En tout état de cause, la dette locative s’élève à la somme de 7.649,44 euros.
Absent à l’audience, Monsieur [C] [P] ne conteste par définition ni le principe, ni le montant de cette dette locative, dont les éléments constitutifs ont été vérifiés.
Monsieur [C] [P] sera donc condamné à verser à l’OPH [Localité 6] une somme de 7.649,44 euros, au titre des loyers, charges et indemnités d’occupation impayés, selon décompte du 9 janvier 2025, avec intérêts au taux légal sur la somme de 4.403,32 euros à compter du 21 juin 2024, date de l’assignation, et à compter de la signification de la présente décision pour le surplus.
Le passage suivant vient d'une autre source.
PR #2292, opened 2020-01-20
Local actnum prep

joakim-hove:
Extracted two trivial commits from: https://github.com/OPM/opm-simulators/pull/2289

The change to use `std::vector<int>` is to allow for simpler interoperability with the data which comes from opm-common.

The content in the secomd commit is removed because we no longer use properties of global size - I.e it has become irrelevant/wrong.

### DIFF
--- a/ebos/eclproblem.hh
+++ b/ebos/eclproblem.hh
@@ -3199,11 +3199,10 @@ private:
     EclThresholdPressure<TypeTag> thresholdPressures_;
 
     std::vector<int> pvtnum_;
-    std::vector<unsigned short> satnum_;
-    std::vector<unsigned short> miscnum_;
-    std::vector<unsigned short> plmixnum_;
-
-    std::vector<unsigned short> rockTableIdx_;
+    std::vector<int> satnum_;
+    std::vector<int> miscnum_;
+    std::vector<int> plmixnum_;
+    std::vector<int> rockTableIdx_;
     std::vector<RockParams> rockParams_;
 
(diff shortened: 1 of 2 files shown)


joakim-hove:
jenkins build this please

joakim-hove:
jenkins build this please

blattms:
Would mind telling us the reasoning for these changes? (Could not find anything in the commit messages...).

blattms:
Stubborn as I am:
- Why the move to int? What was wrong before?
- You have removed an assertion. If the assertion was wrong, why not correct it?

joakim-hove:
> Why the move to int? What was wrong before?

The source data coming from opm-common for the integer vectors like `SATNUM` and  `PVTNUM` is stored in `std::vector<int>` - so with the change to `int` it would be possible to do:
```C++
this->satnumData_ = fp.get<int>("SATNUM");
```
Now based on review comments I have understood that such an assignment is too simple and the assignments must be done on a element by element basis, so then the conversion `int` &rightarrow; `unsigned short/char` can be done implicitly - as is done currently. I would still argue that using `int` consistently is nicer - but it is not important.

> You have removed an assertion. If the assertion was wrong, why not correct it?

Well, now the data to formulate the correct assertion all lies with the `FieldProps` implementation, so that will essentially be a test of that - I do not see that as belonging here. The old assert was based on `sizeof(property) == nx*ny*nz` - which is obviously not correct any longer.

bska:
I'm closing this now since the patch no longer applies.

Monsieur [C] [P] sera également condamné au paiement d’une indemnité mensuelle d’occupation au titre de l’occupation indue du logement jusqu’à la libération des lieux. Cette indemnité d’occupation sera fixée au montant indexé du loyer et des charges, tel que si le contrat de bail s’était poursuivi.
IV. SUR LES DEMANDES ACCESSOIRES
En application de l’article 696 du Code de procédure civile, Monsieur [C] [P], partie perdante, supportera la charge des dépens.
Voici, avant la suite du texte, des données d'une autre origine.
PR #2805, opened 2020-09-23
Optional support in eclmpiserializer

akva2:
This adds support for std::optional in the eclmpiserializer class.
This allows for optionals with "complex" types, ie types that themself should be serialized through a serializeOp member.


joakim-hove:
jenkins build this please

ebos/eclmpiserializer.hh
```diff
@@ -194,6 +197,45 @@ public:
 
     }
 
+    //! \brief Handler for std::optional.
+    //! \tparam T Type for data
+    //! \param data The optional to (de-)serialize
+    template<class T>
+    void optional(const std::optional<T>& data)
+    {
+        if (m_op == Operation::PACKSIZE) {
```
joakim-hove, line 206: There is support for similar operations for *non-complex* types already in Parallellrestart.cpp - will that become a conflict?

akva2: it will not be in conflict. they are simply not reachable now, so the optional support can in principle be removed from there now.

PR #2806, opened 2020-09-23
Drop memory used by transmissibility calculator after use

joakim-hove:
Downstream of: https://github.com/OPM/opm-common/pull/1953

### DIFF
--- a/ebos/ecltransmissibility.hh
+++ b/ebos/ecltransmissibility.hh
@@ -514,9 +514,9 @@ private:
 
     void updateFromEclState_(bool global)
     {
-        const FieldPropsManager* fp =
-            (global) ? &(vanguard_.eclState().fieldProps()) :
-            &(vanguard_.eclState().globalFieldProps());
+        FieldPropsManager* fp =
+            const_cast<FieldPropsManager*>((global) ? &(vanguard_.eclState().fieldProps()) :
+                                           &(vanguard_.eclState().globalFieldProps()));
 
         std::array<bool,3> is_tran {fp->tran_active("TRANX"),
                                     fp->tran_active("TRANY"),
@@ -535,8 +535,10 @@ private:
 
         for (auto it = trans.begin(); it != trans.end(); ++it, ++key, ++perform)
         {
-            if(perform)
+            if(perform) {
                 fp->apply_tran(*key, *it);
+                fp->drop_tran(*key);
+            }
         }
 
         resetTransmissibilityFromArrays(is_tran, trans);


joakim-hove:
jenkins build this opm-common=1952 please

joakim-hove:
jenkins build this opm-common=1953 please

ebos/ecltransmissibility.hh
```diff
@@ -535,8 +535,10 @@ private:
 
         for (auto it = trans.begin(); it != trans.end(); ++it, ++key, ++perform)
         {
-            if(perform)
+            if(perform) {
                 fp->apply_tran(*key, *it);
+                fp->drop_tran(*key);
```
blattms, line 540: This is run twice. First before loadbalancing and then after. Hence this will clear the  transmissibilities before the loadbalance happens and in parallel we will not see them. Also on rank 0 there are to transmissibility calculators to be cleared.

blattms (changes requested):
I think tests will fail or deadlock.

ebos/ecltransmissibility.hh
```diff
@@ -514,9 +514,9 @@ private:
 
     void updateFromEclState_(bool global)
     {
-        const FieldPropsManager* fp =
-            (global) ? &(vanguard_.eclState().fieldProps()) :
-            &(vanguard_.eclState().globalFieldProps());
+        FieldPropsManager* fp =
+            const_cast<FieldPropsManager*>((global) ? &(vanguard_.eclState().fieldProps()) :
```
blattms, line 518: Hacky.

ebos/ecltransmissibility.hh
joakim-hove: > This is run twice. First before loadbalancing and then after.

OK - that was important information - I did not know. Would you like to suggest a better callsite or should I dig in.

joakim-hove:
> I think tests will fail or deadlock.

For all it is worth the tests seem to go through on my machine (with the normal MSW exceptions); but that might be due to insufficient test data.

blattms:
Well those that were waiting to be put into a PR, which I forgot posting. #2807 hopefully will make something failing.

blattms:
There is no better call site for the hack. But you need to wait for the second
pass (where the boolean is false). and then cleanup both versions (global and
distributed).

If not done already you also need to override the clean up method in
the ParallelFieldPropsManager (not sure whether that is the correct name).

I still think that this change in semantics is dangerous and will cause
additional work in the future.

joakim-hove:
> I still think that this change in semantics is dangerous and will cause
additional work in the future.

I agree - I'll drop the whole thing.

Compte tenu des démarches judiciaires qu’a dû accomplir l’OPH [Localité 6], Monsieur [C] [P], sera condamné à verser à son bailleur la somme de 200,00 euros au titre de l’article 700 du Code de procédure civile.
PAR CES MOTIFS
Le juge, statuant par mise à disposition au greffe, par jugement réputé contradictoire et en premier ressort,
DECLARE recevable l’action aux fins de constat de la résiliation du bail ;
CONSTATE que les conditions d’acquisition de la clause résolutoire figurant au bail conclu le 17 septembre 2012 et ayant pris effet le 20 septembre 2012 entre la société [Localité 6] et Monsieur [C] [P], concernant le logement à usage d’habitation ainsi que l’emplacement de parking n°P26 situés au [Adresse 3], sont réunies à la date du 4 juin 2024 et que le bail est résilié à cette date ;
ORDONNE en conséquence à Monsieur [C] [P], occupant sans droit ni titre du logement, de libérer les lieux et de restituer les clés dès la signification du présent jugement ;
DIT qu’à défaut pour Monsieur [C] [P] d’avoir volontairement libéré les lieux et restitué les clés dans ce délai, la société [Localité 6] pourra, deux mois après la signification d’un commandement de quitter les lieux, faire procéder à son expulsion ainsi qu’à celle de tous occupants de son chef, y compris le cas échéant avec le concours d’un serrurier et de la force publique ;
CONDAMNE Monsieur [C] [P] à verser à la société [Localité 6], prise en la personne de son représentant légal, la somme de 7.649,44 euros au titre des loyers, charges et indemnités d’occupation impayés selon décompte arrêté au 9 janvier 2025, échéance du mois de décembre 2024 incluse, et ce, hors frais de procédure et frais divers, portant intérêt au taux légal sur la somme de 4.403,32 euros à compter du 21 juin 2024, date de l’assignation, et à compter de la signification du présent jugement pour le surplus ;
CONDAMNE Monsieur [C] [P] à verser à la société LOGEM LOIRET, prise en la personne de son représentant légal, une indemnité mensuelle d’occupation égale au montant indexé des loyers et charges, tel que si le contrat de bail s’était poursuivi, à compter du 1er janvier 2025 et jusqu’à la date de la libération effective et définitive des lieux, caractérisée par la restitution des clés ;
CONDAMNE Monsieur [C] [P] à verser à la société [Localité 6], prise en la personne de son représentant légal, une somme de 200,00 euros au titre de l’article 700 du Code de procédure civile ;
CONDAMNE Monsieur [C] [P] aux entiers dépens.
Ainsi jugé et prononcé par mise à disposition du jugement au greffe du tribunal judiciaire, le 25 avril 2025, la minute étant signée par le juge et par le greffier.